Directions for this task. Your job is to return every line of the listing holding the string "into".

Records to use.
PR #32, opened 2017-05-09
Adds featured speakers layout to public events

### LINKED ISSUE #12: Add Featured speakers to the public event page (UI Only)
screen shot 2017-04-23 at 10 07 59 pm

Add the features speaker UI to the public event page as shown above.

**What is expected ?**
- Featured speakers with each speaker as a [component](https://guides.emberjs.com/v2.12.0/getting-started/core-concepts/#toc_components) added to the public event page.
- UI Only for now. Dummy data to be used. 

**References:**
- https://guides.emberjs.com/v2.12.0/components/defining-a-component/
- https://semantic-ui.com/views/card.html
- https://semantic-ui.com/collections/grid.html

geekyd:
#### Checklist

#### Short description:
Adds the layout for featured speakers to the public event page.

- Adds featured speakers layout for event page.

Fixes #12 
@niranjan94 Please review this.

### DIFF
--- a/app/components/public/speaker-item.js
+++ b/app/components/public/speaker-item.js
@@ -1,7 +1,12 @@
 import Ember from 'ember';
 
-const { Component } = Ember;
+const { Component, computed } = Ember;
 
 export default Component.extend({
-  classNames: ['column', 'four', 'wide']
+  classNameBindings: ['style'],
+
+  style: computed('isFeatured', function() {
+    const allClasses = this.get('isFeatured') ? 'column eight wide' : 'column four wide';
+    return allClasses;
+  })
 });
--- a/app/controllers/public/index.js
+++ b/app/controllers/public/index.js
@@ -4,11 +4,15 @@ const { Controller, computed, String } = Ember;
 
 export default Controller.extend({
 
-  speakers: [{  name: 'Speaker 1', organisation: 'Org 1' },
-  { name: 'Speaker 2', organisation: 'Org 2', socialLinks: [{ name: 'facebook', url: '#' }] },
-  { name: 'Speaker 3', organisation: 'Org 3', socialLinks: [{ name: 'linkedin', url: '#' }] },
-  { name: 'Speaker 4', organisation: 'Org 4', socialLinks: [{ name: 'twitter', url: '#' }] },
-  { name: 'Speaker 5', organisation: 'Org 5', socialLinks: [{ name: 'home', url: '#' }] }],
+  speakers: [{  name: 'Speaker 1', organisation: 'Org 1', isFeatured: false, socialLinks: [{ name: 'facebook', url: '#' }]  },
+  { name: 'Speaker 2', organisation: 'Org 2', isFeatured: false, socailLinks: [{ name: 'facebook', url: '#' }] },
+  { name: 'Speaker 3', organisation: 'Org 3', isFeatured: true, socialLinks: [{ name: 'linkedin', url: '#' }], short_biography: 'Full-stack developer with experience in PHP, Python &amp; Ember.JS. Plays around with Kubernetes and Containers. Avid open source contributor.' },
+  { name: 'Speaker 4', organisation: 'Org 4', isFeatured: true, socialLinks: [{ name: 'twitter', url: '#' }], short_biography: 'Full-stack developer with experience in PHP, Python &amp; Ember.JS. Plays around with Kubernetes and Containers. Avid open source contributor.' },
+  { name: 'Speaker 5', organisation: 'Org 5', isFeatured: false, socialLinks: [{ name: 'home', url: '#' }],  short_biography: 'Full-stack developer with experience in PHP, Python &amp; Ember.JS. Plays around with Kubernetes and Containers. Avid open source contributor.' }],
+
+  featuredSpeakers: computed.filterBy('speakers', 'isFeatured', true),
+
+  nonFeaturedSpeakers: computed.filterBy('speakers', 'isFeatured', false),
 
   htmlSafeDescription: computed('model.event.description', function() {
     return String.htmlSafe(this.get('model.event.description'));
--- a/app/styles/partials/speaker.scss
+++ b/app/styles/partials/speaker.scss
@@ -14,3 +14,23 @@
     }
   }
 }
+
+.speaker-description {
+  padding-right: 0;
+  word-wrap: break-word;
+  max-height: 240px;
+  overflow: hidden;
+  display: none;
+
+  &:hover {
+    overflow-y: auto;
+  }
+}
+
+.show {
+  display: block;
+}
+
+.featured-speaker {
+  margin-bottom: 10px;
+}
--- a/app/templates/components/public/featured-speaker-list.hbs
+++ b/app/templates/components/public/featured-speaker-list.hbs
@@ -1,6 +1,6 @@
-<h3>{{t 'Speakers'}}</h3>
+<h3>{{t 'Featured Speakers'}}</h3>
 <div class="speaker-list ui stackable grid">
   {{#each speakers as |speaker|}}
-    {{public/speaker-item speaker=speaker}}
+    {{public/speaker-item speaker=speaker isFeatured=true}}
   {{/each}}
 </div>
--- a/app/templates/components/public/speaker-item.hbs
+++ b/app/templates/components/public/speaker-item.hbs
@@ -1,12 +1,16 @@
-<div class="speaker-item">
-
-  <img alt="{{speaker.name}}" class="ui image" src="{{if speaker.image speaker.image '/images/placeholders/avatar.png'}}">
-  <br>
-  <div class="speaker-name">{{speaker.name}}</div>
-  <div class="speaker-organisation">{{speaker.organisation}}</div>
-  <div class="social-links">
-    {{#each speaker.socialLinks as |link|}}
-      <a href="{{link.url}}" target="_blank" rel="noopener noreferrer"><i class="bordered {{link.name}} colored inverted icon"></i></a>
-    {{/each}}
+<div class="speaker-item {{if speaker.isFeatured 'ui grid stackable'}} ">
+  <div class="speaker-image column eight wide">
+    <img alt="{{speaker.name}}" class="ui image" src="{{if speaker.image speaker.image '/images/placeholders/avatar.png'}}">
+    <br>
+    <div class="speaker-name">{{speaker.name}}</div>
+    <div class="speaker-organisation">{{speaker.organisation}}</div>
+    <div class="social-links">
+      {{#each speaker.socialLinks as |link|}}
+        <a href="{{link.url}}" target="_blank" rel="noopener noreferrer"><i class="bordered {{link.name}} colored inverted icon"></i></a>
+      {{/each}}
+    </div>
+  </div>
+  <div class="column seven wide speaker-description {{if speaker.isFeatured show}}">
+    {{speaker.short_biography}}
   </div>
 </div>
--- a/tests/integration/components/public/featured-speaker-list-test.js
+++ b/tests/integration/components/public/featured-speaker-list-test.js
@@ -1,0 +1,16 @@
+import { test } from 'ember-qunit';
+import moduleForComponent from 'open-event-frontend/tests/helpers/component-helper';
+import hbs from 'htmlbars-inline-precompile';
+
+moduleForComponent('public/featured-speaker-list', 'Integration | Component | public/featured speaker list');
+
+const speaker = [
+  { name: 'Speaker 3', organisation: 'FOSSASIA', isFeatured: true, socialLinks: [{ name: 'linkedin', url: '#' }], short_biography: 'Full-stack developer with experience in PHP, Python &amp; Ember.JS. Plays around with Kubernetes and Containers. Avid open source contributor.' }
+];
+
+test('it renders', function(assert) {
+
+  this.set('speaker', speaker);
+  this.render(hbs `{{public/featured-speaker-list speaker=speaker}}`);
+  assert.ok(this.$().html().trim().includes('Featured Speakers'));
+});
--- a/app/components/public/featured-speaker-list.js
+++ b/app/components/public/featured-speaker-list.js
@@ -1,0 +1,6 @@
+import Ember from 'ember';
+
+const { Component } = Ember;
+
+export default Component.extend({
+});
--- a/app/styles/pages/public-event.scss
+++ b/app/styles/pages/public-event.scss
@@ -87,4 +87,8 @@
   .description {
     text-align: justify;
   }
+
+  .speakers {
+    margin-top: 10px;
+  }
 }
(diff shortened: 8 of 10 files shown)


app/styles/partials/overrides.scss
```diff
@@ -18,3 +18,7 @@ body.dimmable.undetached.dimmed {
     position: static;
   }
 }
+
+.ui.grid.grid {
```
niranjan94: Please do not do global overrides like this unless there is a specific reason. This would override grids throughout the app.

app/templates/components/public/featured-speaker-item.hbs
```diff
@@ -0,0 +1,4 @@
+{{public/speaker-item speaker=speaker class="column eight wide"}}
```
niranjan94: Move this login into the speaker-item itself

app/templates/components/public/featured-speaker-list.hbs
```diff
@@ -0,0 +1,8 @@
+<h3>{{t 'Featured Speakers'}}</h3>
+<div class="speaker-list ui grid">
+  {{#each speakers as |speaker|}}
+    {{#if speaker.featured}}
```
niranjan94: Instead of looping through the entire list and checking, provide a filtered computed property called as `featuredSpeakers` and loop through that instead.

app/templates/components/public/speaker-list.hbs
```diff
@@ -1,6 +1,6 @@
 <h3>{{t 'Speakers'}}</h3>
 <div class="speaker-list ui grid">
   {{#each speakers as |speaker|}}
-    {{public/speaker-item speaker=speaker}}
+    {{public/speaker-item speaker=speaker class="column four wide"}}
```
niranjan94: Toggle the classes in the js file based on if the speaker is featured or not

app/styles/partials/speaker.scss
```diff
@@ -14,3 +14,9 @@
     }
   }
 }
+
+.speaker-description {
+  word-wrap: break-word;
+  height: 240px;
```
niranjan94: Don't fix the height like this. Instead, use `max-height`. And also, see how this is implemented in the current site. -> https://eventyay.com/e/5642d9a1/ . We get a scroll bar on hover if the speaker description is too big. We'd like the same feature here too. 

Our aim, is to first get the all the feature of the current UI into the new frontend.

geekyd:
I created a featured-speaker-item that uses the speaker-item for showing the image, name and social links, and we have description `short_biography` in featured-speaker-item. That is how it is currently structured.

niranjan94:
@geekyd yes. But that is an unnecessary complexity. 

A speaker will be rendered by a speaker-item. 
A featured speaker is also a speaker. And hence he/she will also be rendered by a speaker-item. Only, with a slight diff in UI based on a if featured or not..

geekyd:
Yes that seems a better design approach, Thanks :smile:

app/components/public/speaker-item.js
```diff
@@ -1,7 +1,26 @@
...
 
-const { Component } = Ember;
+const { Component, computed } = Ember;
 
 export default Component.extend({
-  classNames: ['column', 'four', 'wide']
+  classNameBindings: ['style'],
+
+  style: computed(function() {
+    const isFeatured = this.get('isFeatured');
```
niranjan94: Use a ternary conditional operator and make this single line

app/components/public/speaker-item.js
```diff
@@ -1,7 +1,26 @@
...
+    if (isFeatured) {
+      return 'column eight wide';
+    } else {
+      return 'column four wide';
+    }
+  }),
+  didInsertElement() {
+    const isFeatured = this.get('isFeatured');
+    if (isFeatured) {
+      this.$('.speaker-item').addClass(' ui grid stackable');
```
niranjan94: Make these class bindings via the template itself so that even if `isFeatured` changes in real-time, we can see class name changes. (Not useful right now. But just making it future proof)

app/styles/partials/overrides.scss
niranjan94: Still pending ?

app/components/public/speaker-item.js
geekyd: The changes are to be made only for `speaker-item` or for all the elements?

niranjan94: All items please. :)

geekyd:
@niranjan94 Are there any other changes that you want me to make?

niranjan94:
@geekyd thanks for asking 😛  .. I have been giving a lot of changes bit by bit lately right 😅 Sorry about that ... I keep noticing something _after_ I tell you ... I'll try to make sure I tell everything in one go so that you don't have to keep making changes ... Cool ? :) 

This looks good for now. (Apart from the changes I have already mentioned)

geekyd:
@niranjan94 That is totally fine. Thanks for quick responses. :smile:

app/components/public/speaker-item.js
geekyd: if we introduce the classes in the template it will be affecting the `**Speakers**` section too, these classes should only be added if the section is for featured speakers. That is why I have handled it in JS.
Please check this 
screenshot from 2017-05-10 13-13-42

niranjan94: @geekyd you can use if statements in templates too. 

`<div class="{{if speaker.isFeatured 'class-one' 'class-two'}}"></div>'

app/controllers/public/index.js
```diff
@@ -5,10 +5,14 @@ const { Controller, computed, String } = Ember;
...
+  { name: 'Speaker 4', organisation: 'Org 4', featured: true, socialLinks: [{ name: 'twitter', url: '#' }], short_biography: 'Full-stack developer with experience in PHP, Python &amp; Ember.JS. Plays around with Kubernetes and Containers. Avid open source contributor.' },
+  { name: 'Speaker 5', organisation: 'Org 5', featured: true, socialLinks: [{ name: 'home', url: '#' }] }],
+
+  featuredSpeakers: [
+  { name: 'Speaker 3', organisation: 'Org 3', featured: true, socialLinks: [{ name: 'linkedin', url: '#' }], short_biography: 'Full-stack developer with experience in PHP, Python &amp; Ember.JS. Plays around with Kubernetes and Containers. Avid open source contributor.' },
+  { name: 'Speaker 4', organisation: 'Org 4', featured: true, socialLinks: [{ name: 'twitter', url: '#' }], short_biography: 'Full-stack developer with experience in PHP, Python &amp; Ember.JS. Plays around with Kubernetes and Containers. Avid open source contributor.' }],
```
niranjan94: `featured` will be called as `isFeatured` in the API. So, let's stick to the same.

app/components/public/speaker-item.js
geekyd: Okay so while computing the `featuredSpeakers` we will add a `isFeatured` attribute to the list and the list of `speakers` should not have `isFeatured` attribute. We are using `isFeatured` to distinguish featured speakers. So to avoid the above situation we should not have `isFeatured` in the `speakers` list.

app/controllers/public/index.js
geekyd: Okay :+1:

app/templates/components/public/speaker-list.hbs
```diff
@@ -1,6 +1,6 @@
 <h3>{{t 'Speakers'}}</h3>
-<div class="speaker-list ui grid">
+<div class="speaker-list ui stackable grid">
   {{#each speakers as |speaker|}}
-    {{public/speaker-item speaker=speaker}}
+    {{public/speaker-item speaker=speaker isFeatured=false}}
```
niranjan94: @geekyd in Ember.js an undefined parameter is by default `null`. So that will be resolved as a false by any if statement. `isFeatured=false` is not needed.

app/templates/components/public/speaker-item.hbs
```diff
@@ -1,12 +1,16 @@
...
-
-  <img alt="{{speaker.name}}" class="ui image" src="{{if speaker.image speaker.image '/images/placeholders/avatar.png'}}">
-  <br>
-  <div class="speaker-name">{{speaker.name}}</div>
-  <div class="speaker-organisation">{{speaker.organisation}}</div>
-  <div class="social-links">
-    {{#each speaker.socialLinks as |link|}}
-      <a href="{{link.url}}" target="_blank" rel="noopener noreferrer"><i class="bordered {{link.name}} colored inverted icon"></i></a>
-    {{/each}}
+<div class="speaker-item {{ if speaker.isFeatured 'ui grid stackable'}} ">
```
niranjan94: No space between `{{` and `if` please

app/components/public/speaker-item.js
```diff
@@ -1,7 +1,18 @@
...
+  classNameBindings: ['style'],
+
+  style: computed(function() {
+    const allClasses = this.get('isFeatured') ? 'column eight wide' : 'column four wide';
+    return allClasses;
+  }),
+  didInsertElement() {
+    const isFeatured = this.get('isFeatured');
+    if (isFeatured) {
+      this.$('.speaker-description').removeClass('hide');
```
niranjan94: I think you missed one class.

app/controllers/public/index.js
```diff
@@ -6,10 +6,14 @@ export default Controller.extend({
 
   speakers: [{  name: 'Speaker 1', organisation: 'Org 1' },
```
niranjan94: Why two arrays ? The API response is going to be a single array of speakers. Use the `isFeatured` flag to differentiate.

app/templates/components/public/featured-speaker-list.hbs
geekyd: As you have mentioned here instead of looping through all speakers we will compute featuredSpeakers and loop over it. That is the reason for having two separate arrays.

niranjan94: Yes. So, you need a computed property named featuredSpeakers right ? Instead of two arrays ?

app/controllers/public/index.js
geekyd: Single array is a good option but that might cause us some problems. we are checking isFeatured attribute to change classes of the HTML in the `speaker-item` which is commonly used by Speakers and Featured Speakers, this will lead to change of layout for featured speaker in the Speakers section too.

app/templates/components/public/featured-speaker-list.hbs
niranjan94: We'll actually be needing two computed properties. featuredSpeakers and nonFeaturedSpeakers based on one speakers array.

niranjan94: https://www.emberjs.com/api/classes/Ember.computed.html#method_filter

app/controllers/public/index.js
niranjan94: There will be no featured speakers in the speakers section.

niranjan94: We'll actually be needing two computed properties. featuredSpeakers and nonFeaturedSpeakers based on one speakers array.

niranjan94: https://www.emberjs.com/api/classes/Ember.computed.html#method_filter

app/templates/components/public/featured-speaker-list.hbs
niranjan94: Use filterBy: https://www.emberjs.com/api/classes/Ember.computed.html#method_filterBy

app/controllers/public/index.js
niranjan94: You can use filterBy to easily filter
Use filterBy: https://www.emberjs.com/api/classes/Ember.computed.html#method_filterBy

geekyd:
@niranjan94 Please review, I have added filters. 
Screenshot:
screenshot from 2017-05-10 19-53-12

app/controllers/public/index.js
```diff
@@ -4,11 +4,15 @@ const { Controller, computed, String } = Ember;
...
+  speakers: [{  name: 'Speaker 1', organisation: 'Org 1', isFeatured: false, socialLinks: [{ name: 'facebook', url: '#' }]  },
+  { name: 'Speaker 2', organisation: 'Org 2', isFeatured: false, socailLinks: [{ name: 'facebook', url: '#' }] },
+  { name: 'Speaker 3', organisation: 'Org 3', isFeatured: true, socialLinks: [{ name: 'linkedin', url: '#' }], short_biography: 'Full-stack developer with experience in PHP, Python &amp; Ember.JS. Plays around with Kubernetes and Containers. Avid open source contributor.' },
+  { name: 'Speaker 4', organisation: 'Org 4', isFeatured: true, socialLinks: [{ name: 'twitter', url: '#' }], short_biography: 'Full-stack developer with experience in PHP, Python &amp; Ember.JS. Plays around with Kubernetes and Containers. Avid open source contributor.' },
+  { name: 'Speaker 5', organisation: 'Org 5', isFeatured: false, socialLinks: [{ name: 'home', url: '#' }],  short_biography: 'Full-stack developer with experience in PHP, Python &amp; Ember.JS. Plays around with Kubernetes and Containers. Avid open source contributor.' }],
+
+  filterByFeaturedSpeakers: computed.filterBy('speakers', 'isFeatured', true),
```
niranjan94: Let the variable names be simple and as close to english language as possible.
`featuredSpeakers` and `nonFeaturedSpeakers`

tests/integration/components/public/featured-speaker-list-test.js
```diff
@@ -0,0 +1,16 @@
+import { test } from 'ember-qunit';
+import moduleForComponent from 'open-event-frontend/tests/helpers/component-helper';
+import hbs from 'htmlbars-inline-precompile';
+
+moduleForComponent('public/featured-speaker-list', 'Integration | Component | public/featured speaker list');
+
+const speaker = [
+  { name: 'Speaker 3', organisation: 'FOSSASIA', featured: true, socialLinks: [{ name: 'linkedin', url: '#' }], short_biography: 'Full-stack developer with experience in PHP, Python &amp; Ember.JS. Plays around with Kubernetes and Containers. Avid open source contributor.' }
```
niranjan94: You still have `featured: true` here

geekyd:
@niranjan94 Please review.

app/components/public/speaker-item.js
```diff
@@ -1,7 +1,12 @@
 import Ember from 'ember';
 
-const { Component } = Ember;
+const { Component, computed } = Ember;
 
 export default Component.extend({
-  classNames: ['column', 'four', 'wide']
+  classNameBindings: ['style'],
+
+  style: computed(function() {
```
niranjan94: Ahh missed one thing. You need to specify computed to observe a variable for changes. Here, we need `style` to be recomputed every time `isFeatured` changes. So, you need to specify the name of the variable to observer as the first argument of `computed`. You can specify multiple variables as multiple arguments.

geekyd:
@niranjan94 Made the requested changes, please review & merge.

Your response.
niranjan94: Move this login into the speaker-item itself
Our aim, is to first get the all the feature of the current UI into the new frontend.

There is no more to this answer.